Notre culture s’inspire principalement du système français. Ce dernier a une relation négative à l’échec. Et cela se reflète même sur la vie de nos jeunes et des étudiants. Aujourd’hui, notre société est tellement dans l’éloge de la réussite qu’elle dénie et rejette complétement l’échec. Et cela bloque de graduellement les initiatives chez nos jeunes et crée une sorte de paranoïa chez eux en recherche perpétuelle et obsessionnelle de réussite. D’ailleurs, aujourd’hui de plus en plus de jeunes consultent des spécialistes en accompagnement et des psychologues en raison de l’angoisse de la performance qui s’est installée comme nouvelle règle sociale. Et ceci est extrapolé au monde professionnel.
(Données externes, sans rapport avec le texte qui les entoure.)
PR #6594, opened 2023-10-03
#6588: fix ux bugs from variable popover work

### LINKED ISSUE #6588: Fix UX Bugs from Variable Popover Work
See Regressions here: https://www.notion.so/pixiebrix/Release-1-8-0-9852a76e26f645bcaf4957c624cbf714?pvs=4#857f734af7cf4a448fd38dc9f6519e0a

Regressions introduced here: https://github.com/pixiebrix/pixiebrix-extension/pull/6442

grahamlangford:
## What does this PR do?

- Fixes #6588

## Discussion

- Initially tried to fix the existing css
- Switched to using the `Collapse` from react-bootstrap
- Live demo'd to @BrandonPxBx 

## Demo

https://www.loom.com/share/d965ca5d7cca4554bbf1d3ce4c7bae66

## Checklist

### DIFF
--- a/src/__snapshots__/Storyshots.test.js.snap
+++ b/src/__snapshots__/Storyshots.test.js.snap
@@ -5,7 +5,8 @@ exports[`Storyshots ActivateWizard/OptionsBody Text Field 1`] = `
   className="formGroup form-group row"
 >
   <div
-    className="mb-2 annotation-transition col-12"
+    aria-expanded={null}
+    className="mb-2 collapse col-12"
   >
     <div
       className="annotationPlaceholder"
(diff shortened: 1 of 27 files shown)


src/__snapshots__/Storyshots.test.js.snap
mnholtz, line 1: Nit: `aria-expanded` is `null` here instead of `false`. Comes from the `in` prop on `Collapse`, I think, which should be a `boolean`

mnholtz (approved):

src/__snapshots__/Storyshots.test.js.snap
grahamlangford: `in` can only be a boolean. This may be a bug with react-bootstrap?

grahamlangford: https://developer.mozilla.org/en-US/docs/Web/Accessibility/ARIA/Attributes/aria-expanded#values

This is probably the snapshot version of `undefined`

Et cela empêche de voir à quel point l’échec peut être bénéfique et même source de créativité.
Contrairement, le modèle anglo-saxon est plutôt dans l’encouragement de l’expérience quelle qu’elle soit : d’échec ou de réussite. Elle est porteuse de sens et donneuse d’élan. Aux Etats-Unis, ils ont compris que « trébucher est la condition sine qua non du succès ».
Nous sommes et restons positif quant aux possibilités qui s’offrent à nous marocains à travers la mondialisation des approches managériales, les prises de conscience que nous faisons régulièrement face à des concepts et des perceptions déformées et faussées que nous pouvons en avoir. Il va sans dire que l’implication professionnelle au Maroc de jeunes formés aux USA et au Canada permet aussi d’instaurer de nouvelles approches et d’adopter de nouvelles méthodes constructives.